▼

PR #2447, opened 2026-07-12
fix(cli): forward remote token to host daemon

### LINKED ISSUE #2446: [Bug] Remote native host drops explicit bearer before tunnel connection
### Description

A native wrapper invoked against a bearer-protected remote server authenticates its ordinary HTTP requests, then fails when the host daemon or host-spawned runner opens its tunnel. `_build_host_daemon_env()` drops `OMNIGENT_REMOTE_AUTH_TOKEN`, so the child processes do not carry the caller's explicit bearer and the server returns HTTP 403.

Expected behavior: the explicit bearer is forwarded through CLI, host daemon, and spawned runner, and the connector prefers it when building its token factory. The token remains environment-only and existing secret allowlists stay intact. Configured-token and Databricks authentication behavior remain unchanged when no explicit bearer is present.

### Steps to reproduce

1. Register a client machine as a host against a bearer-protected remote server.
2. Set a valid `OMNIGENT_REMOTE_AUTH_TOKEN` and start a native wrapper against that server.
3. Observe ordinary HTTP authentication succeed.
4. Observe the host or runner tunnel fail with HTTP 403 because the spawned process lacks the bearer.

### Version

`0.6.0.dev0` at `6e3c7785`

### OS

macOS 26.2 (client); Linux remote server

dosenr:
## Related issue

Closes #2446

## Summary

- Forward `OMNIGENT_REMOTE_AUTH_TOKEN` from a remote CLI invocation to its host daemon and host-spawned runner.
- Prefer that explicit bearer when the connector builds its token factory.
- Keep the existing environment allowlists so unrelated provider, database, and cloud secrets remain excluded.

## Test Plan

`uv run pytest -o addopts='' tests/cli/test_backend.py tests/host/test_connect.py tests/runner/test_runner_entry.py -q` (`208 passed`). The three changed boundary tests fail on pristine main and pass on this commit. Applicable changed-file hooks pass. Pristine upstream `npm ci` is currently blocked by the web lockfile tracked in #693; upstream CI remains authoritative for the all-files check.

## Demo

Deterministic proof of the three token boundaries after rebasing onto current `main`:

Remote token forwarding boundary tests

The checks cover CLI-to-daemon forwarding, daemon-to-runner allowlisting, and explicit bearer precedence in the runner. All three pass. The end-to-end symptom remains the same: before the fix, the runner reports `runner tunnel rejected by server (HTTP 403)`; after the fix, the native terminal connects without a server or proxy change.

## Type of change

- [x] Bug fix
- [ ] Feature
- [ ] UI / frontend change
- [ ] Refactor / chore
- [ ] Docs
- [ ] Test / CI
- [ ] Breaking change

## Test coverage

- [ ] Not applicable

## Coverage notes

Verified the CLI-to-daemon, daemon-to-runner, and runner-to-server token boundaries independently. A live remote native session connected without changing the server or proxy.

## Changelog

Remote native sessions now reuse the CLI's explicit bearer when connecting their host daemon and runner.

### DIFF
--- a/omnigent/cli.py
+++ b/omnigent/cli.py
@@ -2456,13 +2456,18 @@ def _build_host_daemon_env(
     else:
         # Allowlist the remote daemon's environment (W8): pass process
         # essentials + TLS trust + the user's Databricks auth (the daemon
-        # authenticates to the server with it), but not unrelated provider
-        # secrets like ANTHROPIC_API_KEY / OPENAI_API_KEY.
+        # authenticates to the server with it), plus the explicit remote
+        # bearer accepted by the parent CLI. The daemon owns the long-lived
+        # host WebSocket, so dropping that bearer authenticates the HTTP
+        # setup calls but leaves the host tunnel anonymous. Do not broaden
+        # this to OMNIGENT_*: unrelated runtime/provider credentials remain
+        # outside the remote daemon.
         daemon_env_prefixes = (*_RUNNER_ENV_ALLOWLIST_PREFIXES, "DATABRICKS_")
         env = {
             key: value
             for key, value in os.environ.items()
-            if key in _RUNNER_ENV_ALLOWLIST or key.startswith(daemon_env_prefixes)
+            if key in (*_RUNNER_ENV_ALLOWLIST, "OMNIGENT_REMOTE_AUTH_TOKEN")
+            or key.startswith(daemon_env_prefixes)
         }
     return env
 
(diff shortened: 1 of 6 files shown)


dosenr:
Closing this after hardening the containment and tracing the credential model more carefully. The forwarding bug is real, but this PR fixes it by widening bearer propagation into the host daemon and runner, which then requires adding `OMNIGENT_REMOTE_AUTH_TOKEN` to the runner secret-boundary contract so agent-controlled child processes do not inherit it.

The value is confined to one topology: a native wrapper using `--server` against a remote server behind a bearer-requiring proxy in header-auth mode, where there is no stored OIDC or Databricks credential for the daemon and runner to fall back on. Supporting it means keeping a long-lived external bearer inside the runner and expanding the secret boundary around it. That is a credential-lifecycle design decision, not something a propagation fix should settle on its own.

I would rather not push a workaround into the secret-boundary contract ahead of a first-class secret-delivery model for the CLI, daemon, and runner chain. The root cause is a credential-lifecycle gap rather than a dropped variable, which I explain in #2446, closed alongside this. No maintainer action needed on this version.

▲
▼

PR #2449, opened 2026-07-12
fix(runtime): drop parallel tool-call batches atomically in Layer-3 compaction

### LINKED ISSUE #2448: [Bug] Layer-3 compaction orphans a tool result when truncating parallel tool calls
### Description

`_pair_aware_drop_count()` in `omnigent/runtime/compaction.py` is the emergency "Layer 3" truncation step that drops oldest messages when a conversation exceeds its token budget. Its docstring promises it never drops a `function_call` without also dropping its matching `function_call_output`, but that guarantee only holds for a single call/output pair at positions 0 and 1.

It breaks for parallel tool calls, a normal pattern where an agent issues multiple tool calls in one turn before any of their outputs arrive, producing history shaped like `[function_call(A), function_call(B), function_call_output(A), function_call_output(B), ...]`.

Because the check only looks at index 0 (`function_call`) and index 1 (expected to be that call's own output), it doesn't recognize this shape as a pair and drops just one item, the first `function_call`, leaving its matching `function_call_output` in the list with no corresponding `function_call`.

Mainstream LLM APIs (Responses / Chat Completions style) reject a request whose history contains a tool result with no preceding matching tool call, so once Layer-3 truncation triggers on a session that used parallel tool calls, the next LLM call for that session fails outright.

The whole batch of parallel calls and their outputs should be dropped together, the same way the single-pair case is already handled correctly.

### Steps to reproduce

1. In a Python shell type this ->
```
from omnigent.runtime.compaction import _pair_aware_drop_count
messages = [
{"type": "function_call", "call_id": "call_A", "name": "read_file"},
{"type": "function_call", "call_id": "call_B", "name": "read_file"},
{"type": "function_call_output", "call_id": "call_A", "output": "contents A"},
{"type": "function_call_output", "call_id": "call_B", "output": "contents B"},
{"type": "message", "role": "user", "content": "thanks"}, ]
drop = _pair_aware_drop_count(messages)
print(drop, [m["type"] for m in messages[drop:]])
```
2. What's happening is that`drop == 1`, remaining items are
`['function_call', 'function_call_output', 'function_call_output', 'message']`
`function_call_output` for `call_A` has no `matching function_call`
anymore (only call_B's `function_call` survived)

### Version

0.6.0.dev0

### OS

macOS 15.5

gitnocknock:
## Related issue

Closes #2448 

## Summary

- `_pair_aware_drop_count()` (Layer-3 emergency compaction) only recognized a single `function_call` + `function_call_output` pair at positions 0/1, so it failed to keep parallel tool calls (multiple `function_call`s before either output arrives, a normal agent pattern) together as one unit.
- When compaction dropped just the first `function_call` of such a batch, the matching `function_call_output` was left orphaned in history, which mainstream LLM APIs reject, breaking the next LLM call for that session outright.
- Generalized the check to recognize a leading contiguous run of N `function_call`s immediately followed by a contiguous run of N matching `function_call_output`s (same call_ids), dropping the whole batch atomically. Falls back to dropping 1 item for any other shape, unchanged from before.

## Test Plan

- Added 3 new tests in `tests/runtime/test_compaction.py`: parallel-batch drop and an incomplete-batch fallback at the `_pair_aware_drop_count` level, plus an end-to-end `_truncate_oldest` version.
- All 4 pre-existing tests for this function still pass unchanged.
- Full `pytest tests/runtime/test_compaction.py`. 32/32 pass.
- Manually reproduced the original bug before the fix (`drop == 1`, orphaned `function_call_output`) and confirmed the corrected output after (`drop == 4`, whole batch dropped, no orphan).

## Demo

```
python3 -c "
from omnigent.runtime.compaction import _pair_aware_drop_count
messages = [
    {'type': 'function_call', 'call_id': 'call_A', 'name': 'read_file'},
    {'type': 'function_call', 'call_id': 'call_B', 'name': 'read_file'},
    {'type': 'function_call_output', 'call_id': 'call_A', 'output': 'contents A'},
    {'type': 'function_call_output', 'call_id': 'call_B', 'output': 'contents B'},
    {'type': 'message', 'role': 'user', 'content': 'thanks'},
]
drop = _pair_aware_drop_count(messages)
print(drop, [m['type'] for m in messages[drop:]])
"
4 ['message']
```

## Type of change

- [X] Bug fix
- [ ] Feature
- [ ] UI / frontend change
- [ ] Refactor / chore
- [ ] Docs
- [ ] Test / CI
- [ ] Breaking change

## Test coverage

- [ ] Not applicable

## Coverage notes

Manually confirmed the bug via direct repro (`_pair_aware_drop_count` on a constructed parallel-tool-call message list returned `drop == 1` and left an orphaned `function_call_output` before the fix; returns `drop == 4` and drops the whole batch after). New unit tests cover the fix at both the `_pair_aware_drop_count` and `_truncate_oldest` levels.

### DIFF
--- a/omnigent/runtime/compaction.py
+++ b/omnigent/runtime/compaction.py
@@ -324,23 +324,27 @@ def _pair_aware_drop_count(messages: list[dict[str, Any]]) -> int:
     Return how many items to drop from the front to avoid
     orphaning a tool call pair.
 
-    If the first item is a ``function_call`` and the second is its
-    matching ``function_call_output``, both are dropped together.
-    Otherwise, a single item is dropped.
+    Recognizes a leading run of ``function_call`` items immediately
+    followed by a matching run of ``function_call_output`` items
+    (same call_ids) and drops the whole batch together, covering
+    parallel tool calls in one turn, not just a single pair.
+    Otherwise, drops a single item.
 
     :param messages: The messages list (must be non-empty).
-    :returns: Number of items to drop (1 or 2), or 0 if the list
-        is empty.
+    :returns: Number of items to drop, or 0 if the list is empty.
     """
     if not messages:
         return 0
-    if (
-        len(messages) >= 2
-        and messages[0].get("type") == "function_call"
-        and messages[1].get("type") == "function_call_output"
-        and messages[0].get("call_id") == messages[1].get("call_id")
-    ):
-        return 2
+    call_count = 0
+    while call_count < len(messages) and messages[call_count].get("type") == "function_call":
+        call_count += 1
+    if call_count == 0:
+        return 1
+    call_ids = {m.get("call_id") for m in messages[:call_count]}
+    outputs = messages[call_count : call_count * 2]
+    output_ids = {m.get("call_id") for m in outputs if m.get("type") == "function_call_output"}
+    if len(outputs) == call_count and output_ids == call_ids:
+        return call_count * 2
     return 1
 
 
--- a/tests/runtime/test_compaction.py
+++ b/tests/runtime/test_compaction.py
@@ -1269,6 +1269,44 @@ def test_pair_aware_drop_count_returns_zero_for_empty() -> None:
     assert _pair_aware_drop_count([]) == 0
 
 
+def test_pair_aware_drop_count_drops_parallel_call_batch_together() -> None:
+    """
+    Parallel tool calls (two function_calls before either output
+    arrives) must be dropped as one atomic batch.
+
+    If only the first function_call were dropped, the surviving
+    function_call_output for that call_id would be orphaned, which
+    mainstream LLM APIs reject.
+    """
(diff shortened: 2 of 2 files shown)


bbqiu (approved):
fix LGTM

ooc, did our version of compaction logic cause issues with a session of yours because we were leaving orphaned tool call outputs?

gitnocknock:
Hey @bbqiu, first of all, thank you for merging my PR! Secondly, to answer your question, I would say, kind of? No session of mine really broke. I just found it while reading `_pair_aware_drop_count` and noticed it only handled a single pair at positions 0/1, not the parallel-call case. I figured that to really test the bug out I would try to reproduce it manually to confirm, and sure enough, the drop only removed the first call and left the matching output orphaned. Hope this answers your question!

▲
▼

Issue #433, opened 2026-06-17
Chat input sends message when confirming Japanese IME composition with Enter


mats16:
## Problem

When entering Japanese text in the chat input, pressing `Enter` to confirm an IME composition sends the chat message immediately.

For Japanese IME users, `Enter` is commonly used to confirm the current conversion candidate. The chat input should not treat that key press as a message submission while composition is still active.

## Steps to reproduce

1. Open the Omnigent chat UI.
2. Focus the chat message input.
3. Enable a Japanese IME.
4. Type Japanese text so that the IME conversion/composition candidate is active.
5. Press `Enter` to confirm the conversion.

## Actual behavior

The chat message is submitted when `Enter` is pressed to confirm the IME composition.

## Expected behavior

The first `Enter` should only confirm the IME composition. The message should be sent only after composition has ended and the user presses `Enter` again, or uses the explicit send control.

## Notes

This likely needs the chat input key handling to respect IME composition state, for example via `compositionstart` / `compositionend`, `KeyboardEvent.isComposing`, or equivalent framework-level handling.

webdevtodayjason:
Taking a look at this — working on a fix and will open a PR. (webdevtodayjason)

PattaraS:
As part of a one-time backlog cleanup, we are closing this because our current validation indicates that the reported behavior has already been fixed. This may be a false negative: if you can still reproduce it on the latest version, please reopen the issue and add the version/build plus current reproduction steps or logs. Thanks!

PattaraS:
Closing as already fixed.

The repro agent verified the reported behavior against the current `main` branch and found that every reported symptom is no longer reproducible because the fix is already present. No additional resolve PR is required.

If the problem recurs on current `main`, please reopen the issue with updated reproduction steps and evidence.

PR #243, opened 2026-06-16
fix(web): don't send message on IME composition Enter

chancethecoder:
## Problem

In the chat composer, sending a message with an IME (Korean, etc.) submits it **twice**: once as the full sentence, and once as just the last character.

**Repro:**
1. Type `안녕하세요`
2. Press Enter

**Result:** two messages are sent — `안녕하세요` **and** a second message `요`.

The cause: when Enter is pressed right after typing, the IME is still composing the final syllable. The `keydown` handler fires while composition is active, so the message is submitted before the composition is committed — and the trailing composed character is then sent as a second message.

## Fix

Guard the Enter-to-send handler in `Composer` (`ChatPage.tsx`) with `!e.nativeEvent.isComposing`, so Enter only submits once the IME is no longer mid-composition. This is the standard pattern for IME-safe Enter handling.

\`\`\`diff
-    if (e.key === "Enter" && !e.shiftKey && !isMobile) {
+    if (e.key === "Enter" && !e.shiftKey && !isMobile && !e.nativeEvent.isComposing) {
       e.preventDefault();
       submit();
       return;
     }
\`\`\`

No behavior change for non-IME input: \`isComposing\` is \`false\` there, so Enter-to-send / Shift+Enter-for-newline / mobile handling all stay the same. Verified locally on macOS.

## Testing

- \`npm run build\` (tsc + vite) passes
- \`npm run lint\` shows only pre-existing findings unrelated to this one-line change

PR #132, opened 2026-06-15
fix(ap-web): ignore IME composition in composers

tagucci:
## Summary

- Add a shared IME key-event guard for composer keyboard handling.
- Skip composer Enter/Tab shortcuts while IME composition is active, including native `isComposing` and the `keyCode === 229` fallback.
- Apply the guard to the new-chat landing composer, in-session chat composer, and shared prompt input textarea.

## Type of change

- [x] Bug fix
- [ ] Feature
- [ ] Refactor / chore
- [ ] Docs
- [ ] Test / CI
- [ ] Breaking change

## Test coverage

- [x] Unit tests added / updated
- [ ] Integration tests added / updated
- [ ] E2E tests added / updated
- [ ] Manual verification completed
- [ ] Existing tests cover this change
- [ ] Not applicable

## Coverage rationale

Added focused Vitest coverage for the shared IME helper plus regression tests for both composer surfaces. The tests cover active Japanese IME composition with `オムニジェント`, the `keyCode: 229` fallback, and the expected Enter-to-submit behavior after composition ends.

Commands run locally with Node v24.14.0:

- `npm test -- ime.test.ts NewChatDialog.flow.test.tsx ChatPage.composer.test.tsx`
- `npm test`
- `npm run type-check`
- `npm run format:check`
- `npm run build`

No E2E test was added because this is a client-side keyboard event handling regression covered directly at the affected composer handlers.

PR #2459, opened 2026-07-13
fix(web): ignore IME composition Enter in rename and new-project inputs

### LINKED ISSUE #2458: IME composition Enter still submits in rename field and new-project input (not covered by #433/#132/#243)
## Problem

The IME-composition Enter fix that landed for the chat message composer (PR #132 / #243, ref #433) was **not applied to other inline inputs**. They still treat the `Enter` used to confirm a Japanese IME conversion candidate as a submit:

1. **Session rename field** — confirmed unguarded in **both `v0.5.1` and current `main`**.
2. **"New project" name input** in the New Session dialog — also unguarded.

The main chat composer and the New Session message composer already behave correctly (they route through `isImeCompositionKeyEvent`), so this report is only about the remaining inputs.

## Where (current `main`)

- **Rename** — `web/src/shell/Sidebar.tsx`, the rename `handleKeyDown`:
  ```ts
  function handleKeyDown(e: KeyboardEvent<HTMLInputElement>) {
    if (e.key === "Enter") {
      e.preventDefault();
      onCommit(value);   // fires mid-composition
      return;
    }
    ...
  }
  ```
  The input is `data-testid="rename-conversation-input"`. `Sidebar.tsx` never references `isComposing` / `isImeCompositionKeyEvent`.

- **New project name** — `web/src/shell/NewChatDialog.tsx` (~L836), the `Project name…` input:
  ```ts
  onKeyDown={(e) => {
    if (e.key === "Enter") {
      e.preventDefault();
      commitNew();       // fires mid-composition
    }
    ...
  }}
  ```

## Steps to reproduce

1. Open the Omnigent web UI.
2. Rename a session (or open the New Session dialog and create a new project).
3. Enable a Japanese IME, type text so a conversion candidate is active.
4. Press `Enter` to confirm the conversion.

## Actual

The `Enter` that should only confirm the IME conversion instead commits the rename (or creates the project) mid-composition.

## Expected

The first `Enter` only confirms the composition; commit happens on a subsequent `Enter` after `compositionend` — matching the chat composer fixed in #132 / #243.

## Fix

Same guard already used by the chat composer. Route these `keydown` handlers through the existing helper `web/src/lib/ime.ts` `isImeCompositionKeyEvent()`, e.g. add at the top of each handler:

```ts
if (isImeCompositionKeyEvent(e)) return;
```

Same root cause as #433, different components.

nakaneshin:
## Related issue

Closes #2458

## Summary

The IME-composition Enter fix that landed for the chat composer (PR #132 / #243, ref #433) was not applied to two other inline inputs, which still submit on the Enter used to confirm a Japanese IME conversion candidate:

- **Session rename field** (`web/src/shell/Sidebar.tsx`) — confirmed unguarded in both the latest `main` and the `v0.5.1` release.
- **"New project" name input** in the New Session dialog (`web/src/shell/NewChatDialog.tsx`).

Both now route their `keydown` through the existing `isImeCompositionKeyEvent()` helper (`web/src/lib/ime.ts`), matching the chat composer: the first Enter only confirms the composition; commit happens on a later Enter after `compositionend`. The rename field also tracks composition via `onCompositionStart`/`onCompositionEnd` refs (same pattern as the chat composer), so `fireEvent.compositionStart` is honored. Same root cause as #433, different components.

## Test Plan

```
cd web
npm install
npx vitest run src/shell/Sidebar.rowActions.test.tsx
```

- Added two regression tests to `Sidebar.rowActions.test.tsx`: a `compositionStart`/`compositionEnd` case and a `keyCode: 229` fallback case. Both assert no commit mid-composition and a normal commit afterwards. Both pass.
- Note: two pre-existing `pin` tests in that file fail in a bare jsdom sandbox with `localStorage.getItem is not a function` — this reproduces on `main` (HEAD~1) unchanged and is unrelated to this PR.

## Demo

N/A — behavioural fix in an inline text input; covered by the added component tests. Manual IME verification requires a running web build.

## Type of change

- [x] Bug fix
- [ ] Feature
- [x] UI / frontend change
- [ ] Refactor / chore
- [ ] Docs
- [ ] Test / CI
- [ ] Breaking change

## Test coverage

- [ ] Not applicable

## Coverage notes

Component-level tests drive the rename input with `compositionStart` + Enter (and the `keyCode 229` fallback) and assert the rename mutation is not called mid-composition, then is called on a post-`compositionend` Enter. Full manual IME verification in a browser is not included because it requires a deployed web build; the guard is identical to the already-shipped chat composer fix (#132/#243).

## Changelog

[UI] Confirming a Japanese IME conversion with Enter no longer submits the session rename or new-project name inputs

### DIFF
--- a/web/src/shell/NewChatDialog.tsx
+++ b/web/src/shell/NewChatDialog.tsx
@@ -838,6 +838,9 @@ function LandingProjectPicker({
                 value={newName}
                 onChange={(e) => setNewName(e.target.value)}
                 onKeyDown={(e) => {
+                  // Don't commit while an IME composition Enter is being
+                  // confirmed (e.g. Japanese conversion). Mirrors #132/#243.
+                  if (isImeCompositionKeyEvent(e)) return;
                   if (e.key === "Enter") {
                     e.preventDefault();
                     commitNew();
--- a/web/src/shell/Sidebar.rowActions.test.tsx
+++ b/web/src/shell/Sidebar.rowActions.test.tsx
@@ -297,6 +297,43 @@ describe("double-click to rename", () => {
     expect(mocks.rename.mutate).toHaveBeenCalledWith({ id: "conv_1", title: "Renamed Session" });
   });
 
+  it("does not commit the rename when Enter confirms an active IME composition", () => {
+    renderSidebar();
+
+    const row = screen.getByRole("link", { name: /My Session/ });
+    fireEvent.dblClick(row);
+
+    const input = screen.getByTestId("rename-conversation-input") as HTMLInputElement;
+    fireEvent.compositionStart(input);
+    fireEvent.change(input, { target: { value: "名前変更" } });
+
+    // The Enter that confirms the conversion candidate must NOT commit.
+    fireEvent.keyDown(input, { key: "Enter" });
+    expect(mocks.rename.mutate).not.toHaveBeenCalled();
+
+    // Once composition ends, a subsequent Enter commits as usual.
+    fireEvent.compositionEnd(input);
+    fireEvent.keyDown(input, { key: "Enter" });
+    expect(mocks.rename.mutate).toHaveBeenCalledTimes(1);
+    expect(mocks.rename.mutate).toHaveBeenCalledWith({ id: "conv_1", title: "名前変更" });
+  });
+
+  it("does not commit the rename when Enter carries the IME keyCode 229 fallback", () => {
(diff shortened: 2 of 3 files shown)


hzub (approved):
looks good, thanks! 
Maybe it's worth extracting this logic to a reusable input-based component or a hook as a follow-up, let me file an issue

▲

Would you quote everything above from the line containing "one atomic batch." down to the line containing "Hey @bbqiu, first"? Include both of those lines and nothing else.

+    arrives) must be dropped as one atomic batch.
+
+    If only the first function_call were dropped, the surviving
+    function_call_output for that call_id would be orphaned, which
+    mainstream LLM APIs reject.
+    """
(diff shortened: 2 of 2 files shown)


bbqiu (approved):
fix LGTM

ooc, did our version of compaction logic cause issues with a session of yours because we were leaving orphaned tool call outputs?

gitnocknock:
Hey @bbqiu, first of all, thank you for merging my PR! Secondly, to answer your question, I would say, kind of? No session of mine really broke. I just found it while reading `_pair_aware_drop_count` and noticed it only handled a single pair at positions 0/1, not the parallel-call case. I figured that to really test the bug out I would try to reproduce it manually to confirm, and sure enough, the drop only removed the first call and left the matching output orphaned. Hope this answers your question!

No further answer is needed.